Will Stan stay stable with this type of randomness being added to the log posterior?

It’s really more of the experiment’s fault, but there’s nothing productive about blaming the poor experiments.

Yes. The problem is that you have a model that depends on the expectation of some other model, and if you can’t compute that expectation then you can’t specify the model. So instead we have to define a bigger model, but then that introduces these nasty discrete elements. That said, the strategy of modeling a latent population has worked well in the past in all kinds of applications.

Incidentally, this is a special case of what statisticians call an “intractable likelihood problems” which are on the frontiers of what we can solve. So be happy that you even have some expensive strategies to try!

In most cases, yes. HMC is great because of its robustness to adding lots of new parameters.

I won’t be too hard on the experiment… I helped design it. Just hard on myself!

I’ve tried to implement this idea starting from Will’s example. I pretend I cannot integrate the population distribution convolved with the selection.

First I just integrate the population over z to get the total number of objects that should exist (N_{\text{possible}} = \int dz\; dN/dz (z)).

Then, the total number of objects should be a Poisson draw: N_{\text{tot} }\sim Possion(N_{\text{possible})}.
(I think I’m wrong about this part though.)

Then I used rejection sampling from a function implemented in the function block to draw a latent population of redshifts:

real drawz_rng(real N0, real, alpha, real, beta, real, ymax)
 {


   real y;
   real zsample;
   int accept;

   accept = 0;

   while (accept = 0){

   y = uniform_rng(0, ymax);
   zsample = uniform_rng(0., 10.);

   if y < dNdz(zsample, N0, alpha, beta){

       // accept the draw
       accept =1;
     }
   }

   return zsample;

 }

in the model block:

  for (i 1:Ntot){

    zsample ~ drawz(N0,alpha,beta, ymax);


// add error to sample

Then I count the number of zsamples that pass the threshold and normalize the posterior in the same way as the original example:



        if (zsample_obs < zth)
          {
            // update the selected expectation
            Nex += 1;
          }

}

  for (i in 1:nobs) {

    zobs[i] ~ lognormal(log(ztrue[i]), sigmaobs[i]);

    target += log(dNdz(ztrue[i], N0, alpha, beta));
  }
  /* And we normalise by exp(-<N>). */
  target += -Nex;

  /* Broad priors, consistent with true values.  */
  N0 ~ lognormal(log(10.0), 1.0);
  alpha ~ lognormal(log(2.0), 1.0);
  beta ~ lognormal(log(2.0), 1.0);

But, these random number generations for obtaining Nex would seem to break the differentiable-ness of the posterior… no?

I’m still confused on where to define certain quantities, but I’m just trying to get a simple example for now.

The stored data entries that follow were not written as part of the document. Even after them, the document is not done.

PR #397, opened 2019-11-14
CIRC-508 Implement "Awaiting delivery" and "Open - Awaiting delivery" Item and Request States

dmtkachenko:
## Purpose
In FOLIO today, it's possible to select "delivery" as a request fulfillment preference, but requests created this way aren't doing what they need to (upon check in, the requested item is being routed back to its home location for reshelving as if there were no request queue). The purpose of these changes is to support fulfillment requests flow by adding new delivery statuses to items and requests so that item could be delivered to requester's address.
Resolves: [CIRC-508](https://issues.folio.org/browse/CIRC-508)

## Approach
- update Request status enum with new value, extend the set of open statuses;
- update Item status enum with new value;
- extend the notion of Fulfillable requests to Hold Self and Delivery types
- change item status to Awaiting delivery if the preferences set to Delivery type
- add logic to update Request / Item statuses during Check In

## Pre-Merge Checklist:


marcjohnson-kint:
This change introduced dependencies on new request and item statuses, both of those should be reflected in new interface dependency changes.

@dmtkachenko  @kostyantyn-kh There does not appear to be any changes to interface dependencies in the pull request, can you help me understand why?

dmtkachenko:
> 
> 
> This change introduced dependencies on new request and item statuses, both of those should be reflected in new interface dependency changes.
> 
> @dmtkachenko @kostyantyn-kh There does not appear to be any changes to interface dependencies in the pull request, can you help me understand why?

Did get your question , Mark, sorry
What kind of interface dependency changes you're talking about?

kostyantyn-kh:
> This change introduced dependencies on new request and item statuses, these should be reflected in new interface dependency changes. I'm aware that item status is unconstrained, so that does not need one, however `request-storage` should.
> 
> @dmtkachenko @kostyantyn-kh There does not appear to be any changes to interface dependencies in the pull request, can you help me understand why?

@marcjohnson-kint  correct, interface version should be updated, thank you

dmtkachenko:
> 
> 
> Please update minor interface version.

updated to 8.2

mreno-EBSCO:
> @marcjohnson-kint correct, interface version should be updated, thank you

Not just the version, we need the actual status "Open - Awaiting delivery" added to the request schema's status enum. Otherwise, no one will know the status is present when looking at the API docs.

marcjohnson-kint:
@dmtkachenko @kostyantyn-kh 

Thank you for getting the `circulation` interface version updated. I'm a little concerned this was missed during the first review.

Alas, this is not the whole story.

The change to [circulation-storage](https://github.com/folio-org/mod-circulation-storage/pull/218) should also have included an interface version change to `request-storage` and the dependency here should also have been updated.

I'm aware I'm reacting badly to this, and I know these changes are urgent and so being expedited. Without these kinds of changes, FOLIO's dependency resolution is compromised.

Please issue a new pull request for mod-circulation-storage to update the `request-storage` interface version retrospectively (using the same issue number please, so they can be connected together later).

And then update the interface dependencies here as well.

Whilst doing so, please also check that whether the schema is used in any other interface (e.g. bulk updates, reporting etc), as that should change as well.

descriptors/ModuleDescriptor-template.json
```diff
@@ -83,7 +83,7 @@
     },
     {
       "id": "circulation",
-      "version": "8.1",
+      "version": "8.2",
```
mreno-EBSCO: The version in `circulation.raml` should be updated to this version as well.

src/main/java/org/folio/circulation/domain/RequestStatus.java
```diff
@@ -2,31 +2,38 @@
...
 
   public static String invalidStatusErrorMessage() {
-    //TODO: Generalise this to join all states
-    return String.format("Request status must be \"%s\", \"%s\", \"%s\", \"%s\", \"%s\" or \"%s\"",
-      OPEN_NOT_YET_FILLED.getValue(), OPEN_AWAITING_PICKUP.getValue(),
-      OPEN_IN_TRANSIT.getValue(), CLOSED_FILLED.getValue(),
-      CLOSED_UNFILLED.getValue(), CLOSED_PICKUP_EXPIRED.getValue());
+    return "Request status must be one of the following: " +
+      VALID_STATUSES.stream().map(s -> StringUtils.wrap(s.getValue(), '"'))
+        .collect(Collectors.joining(", "));
```
mreno-EBSCO: Will this include the `NONE` status, probably as "", as a possible status choice? I see the tests were changed to just check the message preamble, which is why I ask.

mreno-EBSCO: Oops, never mind, I see you created an enum set to handle this.

mreno-EBSCO: Though, creating a subset seems pretty heavy-weight just to deal with a, one would hope, relatively rare error condition. Also using a range implies order to the enum. I don't think there should be any expectation of order for a string based status enumeration. If we must have an enum set, could we be explicit in construction so future statuses don't cause unexpected behavior if placed at random spots in the enum? I think being explicit in the creation of the enum set is better than assuming order and using a range.

src/main/java/org/folio/circulation/domain/RequestStatus.java
```diff
@@ -2,31 +2,38 @@
...
   OPEN_AWAITING_PICKUP("Open - Awaiting pickup"),
   OPEN_IN_TRANSIT("Open - In transit"),
+  OPEN_AWAITING_DELIVERY("Open - Awaiting delivery"),
   CLOSED_FILLED("Closed - Filled"),
   CLOSED_CANCELLED("Closed - Cancelled"),
   CLOSED_UNFILLED("Closed - Unfilled"),
   CLOSED_PICKUP_EXPIRED("Closed - Pickup expired");
 
+  private static final EnumSet<RequestStatus> VALID_STATUSES =
+    EnumSet.range(OPEN_NOT_YET_FILLED, CLOSED_PICKUP_EXPIRED);
```
marcjohnson-kint: This definition appears to only have two statuses in it, there appear to be eight valid statuses. Am I missing something?

src/main/java/org/folio/circulation/domain/RequestStatus.java
```diff
@@ -2,31 +2,38 @@
...
+  private static final EnumSet<RequestStatus> OPEN_STATUSES =
+    EnumSet.range(OPEN_NOT_YET_FILLED, OPEN_AWAITING_DELIVERY);
```
marcjohnson-kint: This definition appears to only have two statuses in it, there appear to be four open statuses. Am I missing something?

src/main/java/org/folio/circulation/domain/Request.java
```diff
@@ -95,7 +96,7 @@ public JsonObject asJson() {
   }
 
   boolean isFulfillable() {
-    return getFulfilmentPreference() == HOLD_SHELF;
+    return getFulfilmentPreference() == HOLD_SHELF || getFulfilmentPreference() == DELIVERY;
```
marcjohnson-kint: As these are both of the valid chooses for fulfilment preference, does this check need to performed any more at all?

(A request with an invalid fulfilment preference should be rejected)

src/main/java/org/folio/circulation/domain/RequestStatus.java
mreno-EBSCO: @marcjohnson-kint it is a range based `EnumSet`, those are start and stop values for the range. I had some comments about this further down in this file.

src/main/java/org/folio/circulation/domain/UpdateRequestQueue.java
```diff
@@ -11,15 +12,16 @@
...
-import org.folio.circulation.support.Result;
 import org.joda.time.DateTime;
 import org.joda.time.DateTimeZone;
 import org.slf4j.Logger;
 import org.slf4j.LoggerFactory;
 
+import org.folio.circulation.resources.context.ReorderRequestContext;
+import org.folio.circulation.support.Clients;
+import org.folio.circulation.support.ClockManager;
+import org.folio.circulation.support.Result;
```
marcjohnson-kint: The [provisionally agreed import ordering standard](https://issues.folio.org/browse/FOLIO-1667) does not separate the `org.folio` packages from other `org.*` packages.

Why have they been separated in this pull request?

@mreno-EBSCO Please correct me if I am misremembering the provisional standard

src/main/java/org/folio/circulation/domain/UpdateRequestQueue.java
```diff
@@ -61,46 +63,86 @@ public static UpdateRequestQueue using(Clients clients) {
...
+      return updateOutstandingRequestOnCheckIn(requestQueue, checkInServicePointId);
+    } else {
+      return completedFuture(succeeded(requestQueue));
+    }
+  }
+
+  private CompletableFuture<Result<RequestQueue>> updateOutstandingRequestOnCheckIn(
+    RequestQueue requestQueue, String checkInServicePointId) {
+
+    Request req = requestQueue.getHighestPriorityFulfillableRequest();
```
marcjohnson-kint: Why is the name of this variable abbreviated?

```suggestion
    Request request = requestQueue.getHighestPriorityFulfillableRequest();
```
```suggestion
    Request requestBeingFulfilled = requestQueue.getHighestPriorityFulfillableRequest();
```

src/main/java/org/folio/circulation/domain/UpdateRequestQueue.java
```diff
@@ -61,46 +63,86 @@ public static UpdateRequestQueue using(Clients clients) {
...
-                firstRequest.changeHoldShelfExpirationDate(new DateTime(holdShelfExpirationDate.toInstant().toEpochMilli(), DateTimeZone.UTC));
-
-                return firstRequest;
-              }))
-              .thenComposeAsync(r -> r.after(requestRepository::update))
-              .thenApply(r -> r.map(v -> requestQueue));
+    switch (req.getFulfilmentPreference()) {
+      case HOLD_SHELF:
+        if (checkInServicePointId.equalsIgnoreCase(req.getPickupServicePointId())) {
+          updatedReq = putInPickup(req);
```
marcjohnson-kint:
```suggestion
          updatedReq = startPickupFulfilment(req);
```

src/main/java/org/folio/circulation/domain/UpdateRequestQueue.java
```diff
@@ -61,46 +63,86 @@ public static UpdateRequestQueue using(Clients clients) {
...
+        throw new IllegalStateException("Unexpected value: " +
+          req.getFulfilmentPreference());
+    }
+
+    return updatedReq
+      .thenComposeAsync(r -> r.after(requestRepository::update))
+      .thenApply(result -> result.map(v -> requestQueue));
+  }
+
+  private CompletableFuture<Result<Request>> putInPickup(Request request) {
```
marcjohnson-kint:
```suggestion
  private CompletableFuture<Result<Request>> awaitPickup(Request request) {
```

src/main/java/org/folio/circulation/domain/UpdateRequestQueue.java
```diff
@@ -61,46 +63,86 @@ public static UpdateRequestQueue using(Clients clients) {
...
   }
 
+  private CompletableFuture<Result<Request>> putInTransit(Request request) {
+    request.changeStatus(RequestStatus.OPEN_IN_TRANSIT);
+    request.removeHoldShelfExpirationDate();
+
+    return completedFuture(succeeded(request));
+  }
+
+  private CompletableFuture<Result<Request>> putInDelivery(Request request) {
```
marcjohnson-kint:
```suggestion
  private CompletableFuture<Result<Request>> awaitDelivery(Request request) {
```

src/main/java/org/folio/circulation/resources/CheckInProcessAdapter.java
```diff
@@ -132,7 +133,11 @@
     if (firstRequest == null) {
       return completedFuture(succeeded(null));
     }
-    return servicePointRepository.getServicePointById(UUID.fromString(firstRequest.getPickupServicePointId()))
+    return servicePointRepository.getServicePointById(
```
marcjohnson-kint: Does this deliberately try to request a service point with a null ID?

Could the code instead return eagerly if no service point is present?

src/test/java/api/requests/RequestsAPICreationTests.java
```diff
@@ -471,9 +472,7 @@ public void cannotCreateARequestWithInvalidStatus(String status)
       response, hasStatus(HTTP_BAD_REQUEST));
 
     assertThat(response.getBody(),
-      is("Request status must be \"Open - Not yet filled\", " +
-        "\"Open - Awaiting pickup\", \"Open - In transit\", " +
-        "\"Closed - Filled\", \"Closed - Unfilled\" or \"Closed - Pickup expired\""));
+      containsString("Request status must be one of the following:"));
```
marcjohnson-kint: Why have these assertions been changed to be something less specific?

src/main/java/org/folio/circulation/domain/UpdateRequestQueue.java
mreno-EBSCO: That is my understanding as well.

I hope we can get checkstyle put in place at some point to prevent these editor-based import reorders. Until then, I prefer we just leave the existing import order in a file alone as it just clutters up the commit and a different editor will likely want to change it back or to something else.

src/test/java/api/requests/scenarios/MultipleMixedFulfilmentRequestsTests.java
```diff
@@ -26,51 +26,12 @@
 import api.support.APITests;
 
 public class MultipleMixedFulfilmentRequestsTests extends APITests {
-  @Test
-  public void deliveryRequestIsIgnoredWhenItemCheckedIn()
```
marcjohnson-kint: I think this should be replaced with tests with a mixed queue, demonstrating that the precedence of the queue is respected for both fulfilment preferences.

For example, two tests: one with delivery first, then hold shelf, and vice versa.

src/main/java/org/folio/circulation/domain/RequestStatus.java
marcjohnson-kint: That is my primary concern with the enum set. What happens if a new enumeration is added, or the existing ones reordered? Does that change the definition of the set?

Especially as there doesn’t appear to be explicit tests for the behaviour backed by these sets.

src/main/java/org/folio/circulation/domain/RequestStatus.java
marcjohnson-kint: Yeah, I missed that, I’ve joined in your comments.

src/main/java/org/folio/circulation/domain/UpdateRequestQueue.java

No, there shouldn’t be any random number generation in the code. You’re not trying to sample a selection but rather approximate the density of the selection. In order to maintain a differentiable density approximation you need to elevate any random numbers to parameters (and let Stan handle their variation) or sample them externally and pass them in as data.

This is where I am getting confused. The latent population is a collection of of object parameters. In this case, the redshifts of these objects. But the number of those objects is a function of the hyper parameters, so the number is changing on each draw.

So the latent parameters are an “array” of redshifts sampled from the “true” model. The size of this array is changing though.

I’m probably missing something fundamental, and maybe it is better to take this offline. But some kind of zero order example would be useful. I think working from Will’s example would be nice.